_Stored dataset items_.
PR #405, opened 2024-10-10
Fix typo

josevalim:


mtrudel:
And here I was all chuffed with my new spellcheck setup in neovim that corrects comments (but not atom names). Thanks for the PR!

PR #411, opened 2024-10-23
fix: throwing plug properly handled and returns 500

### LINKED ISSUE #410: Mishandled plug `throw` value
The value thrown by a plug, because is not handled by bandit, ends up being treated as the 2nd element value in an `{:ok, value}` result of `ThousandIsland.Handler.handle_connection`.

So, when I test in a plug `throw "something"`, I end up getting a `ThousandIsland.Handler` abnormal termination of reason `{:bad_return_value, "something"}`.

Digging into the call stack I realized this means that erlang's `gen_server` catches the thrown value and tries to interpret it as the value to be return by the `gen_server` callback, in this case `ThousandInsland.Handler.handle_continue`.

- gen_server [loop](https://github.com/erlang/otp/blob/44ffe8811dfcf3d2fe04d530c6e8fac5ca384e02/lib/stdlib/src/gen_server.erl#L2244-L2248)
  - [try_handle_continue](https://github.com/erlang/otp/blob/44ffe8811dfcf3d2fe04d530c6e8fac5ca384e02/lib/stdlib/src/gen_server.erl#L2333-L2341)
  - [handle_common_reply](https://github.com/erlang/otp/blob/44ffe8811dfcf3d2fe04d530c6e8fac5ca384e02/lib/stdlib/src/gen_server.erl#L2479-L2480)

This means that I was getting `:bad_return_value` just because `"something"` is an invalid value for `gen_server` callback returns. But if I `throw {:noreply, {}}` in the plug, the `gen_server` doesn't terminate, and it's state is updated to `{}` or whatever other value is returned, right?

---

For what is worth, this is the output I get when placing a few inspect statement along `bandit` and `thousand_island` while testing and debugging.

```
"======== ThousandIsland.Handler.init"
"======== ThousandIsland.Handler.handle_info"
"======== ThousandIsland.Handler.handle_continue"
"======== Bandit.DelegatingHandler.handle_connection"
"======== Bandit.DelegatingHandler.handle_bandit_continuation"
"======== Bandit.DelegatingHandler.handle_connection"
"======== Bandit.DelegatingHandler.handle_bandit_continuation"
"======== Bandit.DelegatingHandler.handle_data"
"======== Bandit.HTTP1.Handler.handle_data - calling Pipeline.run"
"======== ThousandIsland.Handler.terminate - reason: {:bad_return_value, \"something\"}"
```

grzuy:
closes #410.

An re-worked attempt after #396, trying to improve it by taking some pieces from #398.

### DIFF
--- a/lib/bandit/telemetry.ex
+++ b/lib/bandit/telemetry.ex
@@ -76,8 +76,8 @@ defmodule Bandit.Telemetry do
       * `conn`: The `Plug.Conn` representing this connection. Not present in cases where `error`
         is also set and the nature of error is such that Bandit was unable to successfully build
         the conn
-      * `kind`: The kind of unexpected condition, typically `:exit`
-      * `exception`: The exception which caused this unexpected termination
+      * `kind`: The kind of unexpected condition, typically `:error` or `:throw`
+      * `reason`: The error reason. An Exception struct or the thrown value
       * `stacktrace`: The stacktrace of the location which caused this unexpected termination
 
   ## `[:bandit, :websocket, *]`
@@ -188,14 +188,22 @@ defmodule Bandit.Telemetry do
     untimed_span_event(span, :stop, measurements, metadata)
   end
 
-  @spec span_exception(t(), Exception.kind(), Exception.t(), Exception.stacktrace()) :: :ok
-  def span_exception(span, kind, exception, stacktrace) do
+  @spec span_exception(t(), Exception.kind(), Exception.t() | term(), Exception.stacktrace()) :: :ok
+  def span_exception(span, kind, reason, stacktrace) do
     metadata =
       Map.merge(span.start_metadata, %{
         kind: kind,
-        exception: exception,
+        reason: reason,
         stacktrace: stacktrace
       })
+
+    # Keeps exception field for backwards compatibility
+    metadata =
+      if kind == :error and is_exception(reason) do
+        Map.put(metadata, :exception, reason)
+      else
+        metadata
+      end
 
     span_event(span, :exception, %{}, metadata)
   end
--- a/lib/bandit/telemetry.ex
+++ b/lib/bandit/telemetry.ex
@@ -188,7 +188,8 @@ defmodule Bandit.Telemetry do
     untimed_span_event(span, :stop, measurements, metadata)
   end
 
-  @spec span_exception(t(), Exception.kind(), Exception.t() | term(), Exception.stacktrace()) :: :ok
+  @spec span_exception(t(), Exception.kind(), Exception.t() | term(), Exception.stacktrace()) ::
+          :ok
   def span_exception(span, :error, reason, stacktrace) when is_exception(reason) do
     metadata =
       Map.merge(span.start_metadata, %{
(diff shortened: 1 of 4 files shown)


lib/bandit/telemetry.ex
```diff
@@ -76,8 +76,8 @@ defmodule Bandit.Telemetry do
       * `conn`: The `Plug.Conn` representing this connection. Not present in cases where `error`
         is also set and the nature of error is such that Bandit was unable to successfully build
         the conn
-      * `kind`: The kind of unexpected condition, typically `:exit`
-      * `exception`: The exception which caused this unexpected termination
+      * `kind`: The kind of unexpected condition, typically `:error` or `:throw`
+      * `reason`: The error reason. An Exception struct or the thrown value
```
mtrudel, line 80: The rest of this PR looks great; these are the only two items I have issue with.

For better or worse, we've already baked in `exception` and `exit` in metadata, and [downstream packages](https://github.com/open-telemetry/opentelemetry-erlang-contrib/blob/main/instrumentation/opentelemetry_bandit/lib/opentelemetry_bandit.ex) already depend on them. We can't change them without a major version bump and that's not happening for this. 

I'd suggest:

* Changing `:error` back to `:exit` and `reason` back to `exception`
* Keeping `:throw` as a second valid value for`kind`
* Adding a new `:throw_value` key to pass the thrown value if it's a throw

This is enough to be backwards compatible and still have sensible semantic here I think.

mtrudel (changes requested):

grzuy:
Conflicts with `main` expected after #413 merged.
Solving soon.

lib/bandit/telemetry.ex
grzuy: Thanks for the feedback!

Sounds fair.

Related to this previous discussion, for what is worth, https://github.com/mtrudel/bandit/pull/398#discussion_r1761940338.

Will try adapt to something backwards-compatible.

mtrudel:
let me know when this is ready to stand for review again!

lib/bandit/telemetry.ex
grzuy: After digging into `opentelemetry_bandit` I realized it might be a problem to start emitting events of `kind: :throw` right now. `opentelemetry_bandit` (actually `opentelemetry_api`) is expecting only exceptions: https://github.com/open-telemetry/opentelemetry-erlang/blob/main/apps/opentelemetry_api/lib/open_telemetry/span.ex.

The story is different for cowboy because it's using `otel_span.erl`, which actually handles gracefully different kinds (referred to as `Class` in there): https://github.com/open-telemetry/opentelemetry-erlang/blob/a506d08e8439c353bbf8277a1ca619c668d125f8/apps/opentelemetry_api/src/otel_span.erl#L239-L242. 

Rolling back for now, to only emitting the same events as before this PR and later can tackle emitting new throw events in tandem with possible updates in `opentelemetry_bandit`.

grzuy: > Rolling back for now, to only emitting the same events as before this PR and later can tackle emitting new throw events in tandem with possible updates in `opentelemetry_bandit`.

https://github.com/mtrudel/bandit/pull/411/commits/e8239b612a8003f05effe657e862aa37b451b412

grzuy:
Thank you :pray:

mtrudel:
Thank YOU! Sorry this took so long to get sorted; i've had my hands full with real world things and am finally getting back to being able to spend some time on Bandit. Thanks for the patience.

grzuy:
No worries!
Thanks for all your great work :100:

_Your goal_.
Set down, from the entries above, exactly the lines from the one with "def span_exception(span, :error, reason, stacktrace)" up to and including the one with "mtrudel, line 80: The", and no other lines.

_Result of the exercise_.
   def span_exception(span, :error, reason, stacktrace) when is_exception(reason) do
     metadata =
       Map.merge(span.start_metadata, %{
(diff shortened: 1 of 4 files shown)


lib/bandit/telemetry.ex
```diff
@@ -76,8 +76,8 @@ defmodule Bandit.Telemetry do
       * `conn`: The `Plug.Conn` representing this connection. Not present in cases where `error`
         is also set and the nature of error is such that Bandit was unable to successfully build
         the conn
-      * `kind`: The kind of unexpected condition, typically `:exit`
-      * `exception`: The exception which caused this unexpected termination
+      * `kind`: The kind of unexpected condition, typically `:error` or `:throw`
+      * `reason`: The error reason. An Exception struct or the thrown value
```
mtrudel, line 80: The rest of this PR looks great; these are the only two items I have issue with.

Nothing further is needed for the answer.